Unsere besondere Beziehung zu Europa

Die EWR-Vorlage vom 6. Dezember 1992 zählt zu den wichtigsten Abstimmungen der Schweiz in der Nachkriegszeit. Das Volks-Nein markierte den Beginn des Bilateralismus.

Demonstrationen nach dem EWR-Nein
Rund 6000 Menschen demonstrieren am 19. Dezember 1992 vor dem Bundeshaus nach dem Nein zum EWR-Beitritt. (Bild: Keystone)

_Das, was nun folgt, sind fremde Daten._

PR #926, opened 2023-05-24
Proposal: pass isPreview value into the event detail in render events

Matt-Yorkley:
Passes the renderer's `isPreview` attribute into the event detail on `'turbo:before-render'` and `'turbo:render'` events.

`isPreview` signifies whether the content currently being rendered is from the turbo cache or not, and this bit of information is very useful for any listeners that might want to act on those two events differently for cached or non-cached content.

Eg, the following listeners:
```ruby
  console.log("turbo:before-render")
  console.log(event.detail)
})

document.addEventListener("turbo:render", (event) => {
  console.log("turbo:render")
  console.log(event.detail)
})
```
now produce these event details (when navigating to a page that has a cache entry, both events fire twice):
Screenshot from 2023-05-24 13-35-12

So it's now possible to do things like...
```ruby
  if (event.detail.isPreview) {
    resetTheThings()
    modifyTurboCachedContent(event.detail.newBody)
  } else {
    modifyFinalContent(event.detail.body)
  }
})
```

### DIFF
--- a/src/core/frames/frame_controller.ts
+++ b/src/core/frames/frame_controller.ts
@@ -288,7 +288,11 @@ export class FrameController
 
   // View delegate
 
-  allowsImmediateRender({ element: newFrame }: Snapshot<FrameElement>, options: ViewRenderOptions<FrameElement>) {
+  allowsImmediateRender(
+    { element: newFrame }: Snapshot<FrameElement>,
+    _isPreview: boolean,
+    options: ViewRenderOptions<FrameElement>
+  ) {
     const event = dispatch<TurboBeforeFrameRenderEvent>("turbo:before-frame-render", {
       target: this.element,
       detail: { newFrame, ...options },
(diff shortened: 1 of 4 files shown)


afcapel:
Looks good, thanks @Matt-Yorkley 👍

domchristie:
Could this be inferred from `html[data-turbo-preview]` attribute?:

```js
document.addEventListener("turbo:before-render", () => {
  console.log("turbo:before-render")
  console.log(document.documentElement.hasAttribute('data-turbo-preview'))
})

document.addEventListener("turbo:render", () => {
  console.log("turbo:render")
  console.log(document.documentElement.hasAttribute('data-turbo-preview'))
})
```

afcapel:
@Matt-Yorkley @domchristie is making a good point. Can you use `data-turbo-preview` instead?

Matt-Yorkley:
> @Matt-Yorkley @domchristie is making a good point. Can you use `data-turbo-preview` instead?

Ah, I must have missed `data-turbo-preview` in the documentation. Yeah, @domchristie's comment about preferring to store state in the DOM sounds good https://github.com/hotwired/turbo/pull/1007#issuecomment-1816888966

Für Michael Hermann (45), Geschäftsführer der Forschungsstelle Sotomo in Zürich, ist klar: «Die Vorlage zum Europäischen Wirtschaftsraum (EWR) zählt historisch zu den folgenreichsten Abstimmungen in der Schweiz. Bei einem EWR-Ja wäre die Masseneinwanderungsinitiative viele Jahre später gar nicht realisiert worden.» Als EWR-Mitglied hätte sich die Schweiz an Kontingente zur Einwanderung halten müssen, begründet der Politgeograf.

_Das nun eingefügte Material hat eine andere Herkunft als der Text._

PR #933, opened 2023-06-14
Fix for SubmitEvent polyfill breaking requestSubmit() for newer Safari versions

mrtnin:
This PR addresses an issue where the current polyfill for SubmitEvent is not functioning as expected on the newer versions of Safari. It appears that the original webkit issue the polyfill was meant to address has been resolved, and the polyfill is now introducing undesired behavior.

Specifically, this issue is observed when invoking the requestSubmit() method with a submitter as an argument in Safari 16.5. According to the current behavior, the submitter argument seems to be ignored (ref https://developer.mozilla.org/en-US/docs/Web/API/HTMLFormElement/requestSubmit).

In an attempt to correct this, I've made adjustments to the polyfill logic and added a browser test to confirm the fix. The test fails when executed in the webkit environment with the old polyfill but passes successfully with the revised version in this PR. The command used to run the test is as follows:

```bash
yarn test:browser src/tests/functional/form_submission_tests.ts:237 --project=webkit
```

Please note that for this test to work, I had to add the webkit browser to the playwright.config.ts. I've omitted those changes in this PR to keep it focused on the issue at hand.

### DIFF
--- a/src/polyfills/submit-event.ts
+++ b/src/polyfills/submit-event.ts
@@ -23,10 +23,14 @@ function clickCaptured(event: Event) {
   // Certain versions of Safari 15 have a bug where they won't
   // populate the submitter. This hurts TurboDrive's enable/disable detection.
   // See https://bugs.webkit.org/show_bug.cgi?id=229660
-  if ("SubmitEvent" in window && /Apple Computer/.test(navigator.vendor)) {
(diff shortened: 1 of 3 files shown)


dhh:
Thanks! Please do open a PR with the playwright changes as well so we have tests.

Der Historiker Jakob Tanner (66) urteilt ähnlich: «Die EWR-Abstimmung war eine wichtige innenpolitische Weichenstellung im Verhältnis Schweiz – Europa.» Danach sei in der Schweiz der Bilateralismus erfunden worden.

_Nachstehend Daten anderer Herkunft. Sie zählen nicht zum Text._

PR #948, opened 2023-07-20
Add ! to the copyright banner comment

afcapel:
So that build tools like esbuild or rollup-plugin-license can detect the banner and keep the license in the minified output.

The banner is only a few bytes, so bundle size is not a concern.

Ref. https://github.com/evanw/esbuild/issues/2745


kevinmcconnell (approved):
Looks great! And well spotted!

Hermann bezeichnet die 90er-Jahre nach der bleiernen Schwere des Kalten Kriegs als Jahrzehnt des Aufbruchs mit Politikern wie Bill Clinton, Tony Blair und Gerhard Schröder, «die den dritten Weg verkörperten». Und in dem Jahrzehnt, als in der Schweiz gleich drei Landsgemeinden abgeschafft wurden, kam es am 1. August 1991 zur berühmten Rede des damaligen Nationalratspräsidenten Ulrich Bremi, der als Wirtschaftsfreisinniger rhetorisch fragte: «Wohin brechen wir auf? Die Antwort kann nur lauten: Europa.»

«Aktenzeichen EWR – bald gelöst?»

Im Vorfeld der Abstimmung startete der Brückenbauer eine EWR-Serie und beschäftigte sich mit dem Thema. Zum Auftakt titelte er am 5. August 1992 «Aktenzeichen EWR – bald gelöst?» und schrieb: «Wenn die Schweiz dem Europäischen Wirtschaftsraum fernbleibt, werden noch mehr Investitionen ins Ausland verlagert. Dann ginge es wirklich um Arbeitsplätze – und ­‹as Läbige›.»